I’m interested by the focus on moving from “small-scale practice to broad scale applicability”, but I wonder about how broad scale pedagogical practice can be given the inherent diversity/complexity.


The paper describes how learning design and learning analytics could be merged in a way that would provide better understanding of what is going on around student learning and perhaps allow demonstration of learning quality. To do this, it is assumed that the teacher or teaching team

  1. Makes explicit their pedagogical intent using an existing learning design.
  2. Then analyses this learning design to identify where analytics can provide checkpoint (i.e. have the learners performed certain necessary steps) and process (what’s going on during the learning process) insights.
  3. These insights are then used to either make interventions during learning or to redesign for the next time.

What I particularly like about this is the recognition that the real value of learning analytics arises from when it is applied within the learning process with knowledge of what is intended. As opposed at some abstract higher level.

But I wonder is the following are problems?

  • How many University academics have explicit pedagogical intents?

    Let alone make use of learning designs. How many think beyond the number of weeks of semester, the number of hours of lectures/tutorials, the topics to be covered and the assessment?

    Especially in a higher ed sector increasingly reliant on casualisation?

  • How many University academics or even support staff know enough about the data stored and the available learning analytics tools to be able to identify, design and implement creative and appropriate combinations of checkpoint and process learning analytics specific to a particular learning design?

    Especially given the learning designs at a certain level are generic. Once I start implementing a learning design in a particular course with a particular system there is going to be wide diversity of possible data and tools that I might like (or more correctly am only allowed) to draw upon.

    Beyond the contextual diversity, there is the idea of diversity in learning designs. Both these would require creative and informed manipulation of systems. Systems that aren’t designed for this sort of manipulation and in an environment where it is known that most people have troubles interpreting available visualisations, let alone creating new ones.

  • How many could actually get access to the data that could be used to support this?

    For example, Moodle activity completion offers some support for checkpoint analytics, but the reports are difficult to read, let alone create linkages between them.

    Damien Clark I think there’s some potential here for MAV or at least something based on its architectural approach.

  • Which leads to questions about the affordances of the available tools and the systems within which they are used.

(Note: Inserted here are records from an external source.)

PR #880, opened 2019-05-19
CORE-3124 Indexes with DESC sorting are not created for PostgreSQL

ianmcderp:
Fixed bug where descending sort order of column is not added to generated statement in CreateIndexGeneratorPostgres.


nvoxland:
Thanks! I'll cherry pick it into the 3.6.x branch as well

PR #881, opened 2019-05-20
Core 3063 resourceaccessor fixes

RichardBradley:
This fixes a few bugs that were causing `MySQLIntegrationTest` to fail, I think caused by recent work to `ResourceAccessor`.

See my comments on https://liquibase.jira.com/browse/CORE-3063 -- what is the current plan for the integration tests?

There is still one failing test: [testAbsolutePathChangeLog](https://github.com/liquibase/liquibase/blob/658e17bb5b415cf975e63277ddc84bc8e6ed6cb2/liquibase-integration-tests/src/test/java/liquibase/dbtest/AbstractIntegrationTest.java#L882) which checks that Liquibase will accept an absolute file path to a changelog. After recent changes to `ResourceAccessor`, this now fails as `new FileSystemResourceAccessor().openStream(x)` will not resolve an absolute filename `x`.


nvoxland:
Thanks!

PR #884, opened 2019-05-29
Recursive resources lookup does not work in springboot environment

andreybpanfilov:
SpringResourceOpener#list method ignores recursive parameter, whist double asterisk is required for recursive search due to the nature of ant path matchers.


nvoxland:
Thanks!

PR #1910, opened 2021-06-16
DAT-6972 Added logic that sends operation to hub for dropAll

riakivets:


suryaaki2 (approved):

liquibase-core/src/main/java/liquibase/hub/HubService.java
```diff
@@ -23,6 +19,8 @@
 
     Project getProject(UUID projectId) throws LiquibaseHubException;
 
+    Project findProjectByConnectionIdOrJdbcUrl(UUID connectionId, String jdbcUrl) throws LiquibaseHubException;
```
nvoxland, line 22: It is never very safe to add methods to an interface, because that will be a breaking API change to anyone that is implementing this interface. It's a fairly internal/specialized interface, so probably OK for this case.

nvoxland (changes requested):
This was branched from master after 4.4.x was made, so it needs to ether be rebased or cherry picked back to 4.4.x post-merge-to-master.

liquibase-core/src/main/java/liquibase/hub/HubService.java
riakivets: Good point @nvoxland!  As  this method is being used for hub only. I'll leave it.

riakivets:
This branch was created from master but should be 4.4.x. 
@riakivets will recreate this PR with fix

PR #1917, opened 2021-06-18
DAT-6769 fix bug with loading property elements from liquibase.properties

riakivets:


nvoxland (approved):
My worry with the new @PropertyElement annotation is that it's an odd, non-maven thing and so it is easy for contributors to add fields that don't include it.

But, we area also planning on rewriting all these maven classes hopefully soon, so I'm fine with it as at least a temporary solution.

nvoxland (changes requested):
Because this was branched off master, it can't be brought into 4.4.x without being rebased or something so it doesn't have the commits already in master that can't go into 4.4.1

riakivets:
This branch was created from master but should be 4.4.x.
@riakivets will recreate this PR with fix

PR #1936, opened 2021-06-24
DAT-7230 Fixed sonar issues

riakivets:


liquibase-core/src/main/java/liquibase/parser/core/formattedsql/FormattedSqlChangeLogParser.java
```diff
@@ -138,7 +139,7 @@ public DatabaseChangeLog parse(String physicalChangeLogLocation, ChangeLogParame
                             }
                             continue;
                         } catch (NumberFormatException | NullPointerException nfe) {
-                            throw new ChangeLogParseException("Unknown ignoreLines syntax in changeset " + changeSet.toString(false));
+                            throw new ChangeLogParseException("Unknown ignoreLines syntax");
```
wwillard7800, line 142: What was the Sonar issue resolved here?  Did it involve the ChangeSet class?  Is that why it was removed?

riakivets: Sonar was complaing that changeSet.toString(false) can produce NPE because it is never initialized and it's true it's alway null

liquibase-core/src/main/java/liquibase/example/StartH2Main.java
```diff
@@ -48,7 +49,13 @@ public static void main(String[] args) throws Exception {
             long seconds = 60;
             long millis = 1000;
             while (true) {
-                Thread.sleep(seconds * millis);
+                try {
+                    Thread.sleep(seconds * millis);
+                } catch (InterruptedException interruptedException) {
+                        System.err.println("Error starting H2");
```
suryaaki2, line 55: @riakivets Can you remove System.errr?

suryaaki2 (changes requested):

nvoxland (changes requested):

liquibase-core/src/main/java/liquibase/example/StartH2Main.java
riakivets: @suryaaki2 I can remove it. What is your concern to keep it?

liquibase-maven-plugin/src/main/java/org/liquibase/maven/plugins/LiquibaseChangeLogSyncSQLMojo.java
```diff
@@ -64,30 +64,34 @@ protected boolean isPromptOnNonLocalDatabase() {
 	@Override
 	protected Liquibase createLiquibase(Database db)
 			throws MojoExecutionException {
-		Liquibase liquibase = super.createLiquibase(db);
+		try (Liquibase liquibase = super.createLiquibase(db)) {
```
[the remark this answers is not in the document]
riakivets: Ok I got it, I will revert changes and add just SuppressWarnings for Sonar

liquibase-core/src/main/java/liquibase/util/xml/DefaultXmlWriter.java
```diff
@@ -19,6 +20,8 @@
     public void write(Document doc, OutputStream outputStream) throws IOException {
         try {
             TransformerFactory factory = TransformerFactory.newInstance();
+            factory.setAttribute(XMLConstants.ACCESS_EXTERNAL_DTD, "");
```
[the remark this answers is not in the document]
riakivets: I've reverted it

riakivets:
Will be reopen later

PR #1955, opened 2021-06-30
DAT-7230 Sonar issues

riakivets:


liquibase-core/src/main/java/liquibase/util/xml/DefaultXmlWriter.java
```diff
@@ -13,12 +14,15 @@
...
 import java.io.OutputStreamWriter;
 
+@SuppressWarnings("java:S2755")
 public class DefaultXmlWriter implements XmlWriter {
 
     @Override
     public void write(Document doc, OutputStream outputStream) throws IOException {
         try {
             TransformerFactory factory = TransformerFactory.newInstance();
+            factory.setAttribute(XMLConstants.ACCESS_EXTERNAL_DTD, "");
```
nvoxland, line 24: In the past, setting these has wrecked our ability to validate against external XSD files. Both our shipped xsd files and also 3rd party ones that users create for their own custom changes.

Have we tested that well?

nvoxland (changes requested):

liquibase-core/src/main/java/liquibase/util/xml/DefaultXmlWriter.java
suryaaki2: @XDelphiGrl Can we test this with external XSD files?

nvoxland: Yes, that is what we need to make sure to do. 
- Make sure XSD validation is working in general
- Add an external xsd and make sure it doesn't complain
- Add something that references an element from the external xsd and see that it's good

nvoxland (approved):

PR #1957, opened 2021-06-30
DAT-6972 Logif for dropAll for autoregister flow

riakivets:


liquibase-core/src/main/java/liquibase/command/core/InternalDropAllCommandStep.java
```diff
@@ -78,6 +75,7 @@ public void run(CommandResultsBuilder resultsBuilder) throws Exception {
             lockService.waitForLock();
 
             DatabaseChangeLog changeLog;
+            HubRegisterResponse hubRegisterResponse = null;
             if (StringUtil.isNotEmpty(commandScope.getArgumentValue(CHANGELOG_FILE_ARG))) {
```
nvoxland, line 79: Changelog_file_argument should really be removed as an argument to dropAll in general. If that is never specified, what behavior happens?

suryaaki2 (approved):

    The LMS as an enterprise system is not flexible nor agile. It can change rapidly. Consequently, most of the existing LMS learning analytics work is focused on common tasks. Tasks that the majority of users of such systems might find useful. This is one of the reasons for the focus on engagement as measured by clicks, rather than better support for specific learning designs.

    A learning design is only going to be used by a subset of users of the LMS. Perhaps a very small subset of the LMS. Which makes it unlikely that the LMS will provide the affordances necessary. Raising the question of how to go about this?

    Do you

    1. Go down the personal route?

      Each academic (or at least those keen) have their own analytics tool that operates outside the LMS. This is much the approach that browser-based tools like SNAPP and others uses. But perhaps this needs to be expanded more.

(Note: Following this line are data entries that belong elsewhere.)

PR #2134, opened 2021-10-01
fix: Use default localhost finder for MacOs - fix #2098

### LINKED ISSUE #2098: NetUtils.getLocalHostName() takes 30s
## Environment

**Liquibase Version**: 4.3.5

**Liquibase Integration & Version**: maven

**Operating System Type & Version**: MacOS 11.5.2 Big Sur

## Description

During liquibase startup, the call `database.getDefaultSchemaName();` in `liquibase.changelog.ChangeLogParameters.java:61` leads to resolving the current hostname by `liquibase.util.NetUtil.getLocalHostName` in `NetUtil.java:71`. The subsequent line 75 takes 30s to resolve the hostname for the IP given by line 73. Interestingly, line 73 doesn't return 127.0.0.1 (from network interface eth0) but another IP taken from another network interface (eth1 / company internal network IP, here '/192.168.254.80' - yes starting with the slash. This IP can't resolved as fast as normally done by java vm.

`liquibase.util.NetUtil.getLocalHostName()`
```java
InetAddress localhost = getLocalHost(); // => '/192.168.254.80' ... yes with the leading slash
if (localhost != null) {
    return localhost.getHostName(); // needs 30s
}
```

## Expected/Desired Behavior
Same as normal JVM resolution, tested by the follwing:
```java
    @Test
    void testResolveLocalhost() throws UnknownHostException {
        InetAddress ia = InetAddress.getLocalHost();
        String hostname = ia.getHostName(); // 6ms
    }

    @Test
    void testResolveLiquibase() throws UnknownHostException, SocketException {
        String ia = NetUtil.getLocalHostAddress(); //30s
    }
```

## Additional Context
There are solution on Stackoverflow for the general host resolving problem in JVM. ( https://stackoverflow.com/questions/39636792/jvm-takes-a-long-time-to-resolve-ip-address-for-localhost/39698914#39698914 ) But the solutiuons given there didn't work.

grzi:
This will fix #2098

The NetUtil retrieves a 'wrong' localhost addr on local, that is impossible to map under 30 seconds, using the standard way makes it instant.

- - -
#### Links
* Fixed Issue: https://github.com/liquibase/liquibase/issues/2098
* Test Results: https://github.com/liquibase/liquibase/pull/2134/checks

#### Testing
* Steps to Reproduce: https://github.com/liquibase/liquibase/issues/2098
* Guidance:
  * Impact: Changes hostname lookup used in a variety of places. Easiest to see may be in the databasechangeloglock table
  * Change unifies logic across linux/mac/windows, but the underlying java calls may act differently in different OS's
  * To ensure that the hostname is working correctly:
    *  run `liquibase update`
    * ctrl-c to kill liquibase after it has locked the database
    *  `liquibase list-locks` to ensure that the hostname is not localhost
  * To test speed, run a `liquibase update` with an empty changelog so that there is little to do. On mac, it should be about as fast as windows/linux

#### Dev Verification
Ran updated NetUtilTest on linux and windows. Don't have a mac to run it on

#### Test Requirements (Liquibase Internal QA)
Performance testing is out of scope for this issue. QA will validate that the correct hostname is used and that update is successful, but not how long it takes an update to run.

 * **Setup** 
-  You will need a Mac and a Windows machine to test this fix.
- The database platform does not matter but example snippets are for MySQL.
- On the database, ensure AUTOCOMMIT is disabled.
- Create a table, "accounts":

```
CREATE TABLE accounts (
    name VARCHAR(100) NOT NULL,
    balance DEC(15,2) NOT NULL
);
```

- In a database IDE, start an insert transaction to the accounts table:
```
BEGIN;

INSERT INTO accounts(name,balance)
VALUES('Abernathy',50000);
```

- Do not commit the insert!!
- Create a formatted SQL file named addColumn-changelog.sql with the following content:
```
--liquibase formatted sql

--changeset liquibase:lb2180
ALTER TABLE accounts
ADD COLUMN phone VARCHAR(15);`
```

**Manual Tests**

**TEST 1: Verify the DATABASECHANGELOGLOCK.LOCKEDBY has the test machine's name and _not_ localhost.**
 Start a Liquibase update to add a column to table accounts: 
 * `liquibase update --changelog-file addColumn-changelog.sql`
 
 In another command prompt, run:
*  `liquibase list-locks`
The list-locks command outputs the lock information with the machine name, for example:
 ` - LENOVO (172.21.224.1) at Dec 2, 2021 3:54:40 PM` , where LENOVO is the machine name.

**TEST 2: Verify an update operation is successful.**
Execute Liquibase update:
*  `liquibase update --changelog-file addColumn-changelog.sql`

* Automated Tests
  * No new functional or harness tests required for this fix.

┆Issue is synchronized with this [Jira Bug](https://datical.atlassian.net/browse/LB-2180) by [Unito](https://www.unito.io)

### DIFF
--- a/changelog.txt
+++ b/changelog.txt
@@ -1,6 +1,68 @@
 Liquibase Core Changelog
 ===========================================
 
+Changes in version 4.17.0 (2022.10.05)
+
+## Notable Changes
+* [PRO] The `liquibase flow` command and flow files are available with a Pro license. It allows you to create portable, platform-independent  workflows that can run across different tools without modifying each workflow.
+  -  Learn more about flow here: [liquibase flow file and command](https://docs.liquibase.com/commands/flow/flow.html)
+  -  If you want to provide feedback on this capability, please email mario@liquibase.com.
+
+* [PRO] Pro license users can now integrate Amazon S3 with Liquibase. You can extend Liquibase to use remote file locations to enable secure, centralized file management.
+  -  Learn more here: [S3 Remote Files](https://docs.liquibase.com/tools-integrations/remote-files/s3.html)
+* [PRO] Pro license users can use searchpath to find files located on S3 that cannot be found by an absolute path.
+  -  Learn more about the [Searchpath command here](https://docs.liquibase.com/concepts/changelogs/how-liquibase-finds-files.html).
+  -  Learn more about [Searchpath with S3 here](https://docs.liquibase.com/tools-integrations/remote-files/searchpath.html).
+
+## API Breaking Changes
+* The liquibase.resource.ResourceAccessor APIs were updated to take advantage of the new liquibase.resource.Resource abstraction that was introduced. Code that USES the existing ResourceAccessor methods will continue to work as before with no changes, but if you have written custom implementations of ResourceAccessor there are new and changed methods to implement. For more information, see [javadocs.liquibase.com](https://javadocs.liquibase.com)
+
+## Enhancements
+* Created new liquibase.resource.Resource interface by @nvoxland in https://github.com/liquibase/liquibase/pull/3064
+* Created ThreadLocalScopeManager by @nvoxland in https://github.com/liquibase/liquibase/pull/3240
+* Create liquibase_autocomplete.zsh by @szandany in https://github.com/liquibase/liquibase/pull/3130
+
+## Fixes
+
+* AlterSequence: include NOORDER clause ordered="false" is specified by @LeBezout in https://github.com/liquibase/liquibase/pull/1044
+* Upper case result columns only for case-insensitive databases by @fbiville in https://github.com/liquibase/liquibase/pull/3102
+* Postgresql: Fix for case when current search_path is an empty string by @gadget in https://github.com/liquibase/liquibase/pull/3233
+* Fix missing catalog on add column rollback by @jandurovec in https://github.com/liquibase/liquibase/pull/921
+* Fix an error which can occur if getAutoCommit is called on a closed connection by @gpsfl in https://github.com/liquibase/liquibase/pull/3135
+* apply sqlVisitors to CompoundStatements on DB2z by @MichaelKern-IVV in https://github.com/liquibase/liquibase/pull/3220
+* Improved message when precondition onFail : MARK_RAN is set by @MultiM25 in https://github.com/liquibase/liquibase/pull/2238
+* Add default catalog condition to SequenceSnapshotGenerator for Oracle by @gabrielnardes in https://github.com/liquibase/liquibase/pull/3152
+* Fixed issue with h2 loadUpdateData not correctly handling values with the string " values " in the inserted data  by @tomyy in https://github.com/liquibase/liquibase/pull/1831
+* Fix the smallserial issue not being parsed as a SmallInt type for Postgres by @MalloD12 in https://github.com/liquibase/liquibase/pull/3234
+* Remove snowflake unsupported logging from snapshot command by @abrackx in https://github.com/liquibase/liquibase/pull/3277
+* Fix "double" handling with H2  by @MalloD12 in https://github.com/liquibase/liquibase/pull/3273
+* Firebird: fix createIndex missing space around "computed" by @Markus-Patt in https://github.com/liquibase/liquibase/pull/1500
+* Test Race Condititons During Liquibase Locking by @schrieveslaach in https://github.com/liquibase/liquibase/pull/2327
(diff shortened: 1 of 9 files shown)


nvoxland:
I merged the current master branch into the fork. 

I also changed the implementation a bit in the fork and added more tests.

Since it seems that the `InetAddress.getLocalHost()` is so much faster, we are now always calling that regardless of the OS and then falling back to the "loop through the interfaces" setup only if the initial fast call returned a localhost address.

Testing on windows, the code didn't fall back into the loop through.
Testing on linux, the code DID fall through to the interface looping.
Both those behaviors were as they were before.

nvoxland (approved):

suryaaki2 (approved):

XDelphiGrl:
This PR removes OS-specific code to get the hostaddress and uses `InetAddress foundHost = InetAddress.getLocalHost();` for Mac, Windows and Linux. If the `foundHost` is a [loopback address](https://en.wikipedia.org/wiki/Localhost) or a [link-local address](https://en.wikipedia.org/wiki/Link-local_address), Liquibase iterates through the network interfaces to locate a more "descriptive" hostaddress. 

---

_Validate update-sql INSERT for DATABASECHANGELOGLOCK.LOCKEDBY includes hostname and hostaddress._
* Mac **FAIL** (see issues logged during test)

```
UPDATE PUBLIC.DATABASECHANGELOGLOCK SET LOCKED = TRUE, LOCKEDBY = '10.0.0.8 (10.0.0.8)', LOCKGRANTED = '2022-02-14 14:47:04.238' WHERE ID = 1 AND LOCKED = FALSE;
```

* Windows **PASS**

```
UPDATE testdb1.DATABASECHANGELOGLOCK SET `LOCKED` = 1, LOCKEDBY = 'LENOVO (10.0.0.11)', LOCKGRANTED = NOW() WHERE ID = 1 AND `LOCKED` = 0;
```

_Verify update using an empty changelog on a Mac takes less than 30 seconds._ **PASS**

` $ time liquibase update --changelog-file blank-changelog.sql`

| Trial 1  | Trial 2 | Trial 3 |
| ------------- | ------------- |------------- |
| real 0m2.377s  | real 0m2.376s   | real 0m2.471s |
| user 0m5.976s | user 0m5.831s  | user 0m5.522s
| sys	0m0.373s  | sys 0m0.356s    |sys	0m0.343s |

* See Limitations in Test Methodology for more information.

---

### Limitations in Test Methodology 

* The reproduction steps to see `localhost` in the DATABASECHANGELOGLOCK.LOCKEDBY column did not work for me. On Windows, the Liquibase CLI correctly gets the hostname + hostaddress (IP) and uses those to populate the LOCKEDBY value. On Mac, however, even with the fix, Liquibase only ever gets hostaddress and the LOCKEDBY value ends up being `hostaddress(hostaddress)`. This is entered as Issue 2539.

* There are no performance benchmarks available for empirical analysis of the speed of NetUtils.getLocalHost(). Anecdotally, my Mac performs Liquibase operations slower than on my Windows machine, but this is likely a moot point, as the two machines do not have equivalent system resources.  

* The tests in `liquibase-core/src/test/groovy/liquibase/util/NetUtilTest.groovy` ran significantly faster on master than on the fix branch; ~80ms on master and ~428ms on the fix branch. I am sending this back to @nvoxland to take a look.

---
**Issues Logged During Test (loosely related to this PR)**
[Issue 2539](https://github.com/liquibase/liquibase/issues/2539)
[Issue 2537](https://github.com/liquibase/liquibase/issues/2537)

---
**Test Environment**
Liquibase Core fix/slow_get_localhost_on_mac/1081/aa2358, Pro: master/343/d9abdc
Mac Big Sur (11.4)
Windows 10
[Passing Functional Tests]( )

nvoxland:
I don't see anything new in master that would make this be so much faster in master vs. here besides changes to this logic.

If you're seeing this code faster on you rmac vs the old version, @grzi , we'll have to do more research into why and what the best logic to use is. I don't want to just accept this PR and end up making it slower for a majority of people.

nvoxland:
I guess I see that there is some additional caching in NetUtil to avoid so many hostname/IP lookups. That must be the main change.

@MalloD12 fixed up the hostname handling so it will check localhost for a hostname when the external interface's hostname is not set. That is the code used by the databasechangeloglock description that you were seeing off, @XDelphiGrl

FBurguer:
Tested this PR against MacOS and it looks like its showing the hostname instead of localhost now.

    2. Add the capability for “pedagogical skins” to existing LMS tools.

      e.g. a way to say to the discussion forum tool that my pedagogical intent with this forum is X, provide me with the analytics and other affordances that make sense for pedagogical intent X.

    3. Or something else?

Some other misc thoughts follow and then a summary of the paper.

Analytics and course redesign

The paper argues that

Analytics can also help with course redesign. Traditionally, educators draw on their past experience when they teach a course or when they are designing a new course. For many teachers this may be an informal process that relies on recall, student surveys, and/or teacher notes recorded during or after the teaching session. Revisiting the learning analytics collected during the course can support teachers when they are planning to run the course again or when the learning design is being applied to a different cohort or context.

I think this would be an interesting area to explore. In part because I don’t think most academics have the time or inclination to do active redesign. It’s all tweaks.

While there are significant flaws with recall and student surveys, the data provided by learning analytics is not without fault. Especially given the fairly low level of the data that is available.

Learning design reuse

Learning design aims for reusability across educational contexts. Hence repositories of learning designs and tools that make learning designs machine readable and adaptable. But how have these been adopted? Who has adopted them? What are the barriers?

Relationship between learning design and the tools?

The paper claims that learning design can be used “as a framework for design of analytics to support faculty in their learning and teaching decisions”. But given the current nature of the tools available, just how realistic is this?

On a more personally interesting note, is the idea that learning designs describe pedagogical intent, but not how students are engaged in that design during or post-implementation. Perhaps giving a focus for how learning analytics can be integrated into a tool like BIM.

The paper argues that the critical step is a marriage between learning design and learning analytics? I wonder if a more concrete step is the marriage between learning analytics and the e-learning tools being used to implement the learning designs? If there is difficulty in understanding, then surely the tools can/should help? Wonder if they address this?

What if the learning tools themselves provided specific checkpoint and process analytics specific to the types of learning intent most common with a tool. Wouldn’t that help? After all, shouldn’t the technology be invisible?

The tool focus of course narrows applicability. A learning design might encompass a whole range of tools and getting those to play nicely together could be interesting, but also more useful. It gets at some of the same integration questions with BIM and EDC3100.

Of course, given the current nature of the tools available, I don’t think there are many people that could easily engage in the sort of creative combination of checkpoint and process analytics and learning design embodied here.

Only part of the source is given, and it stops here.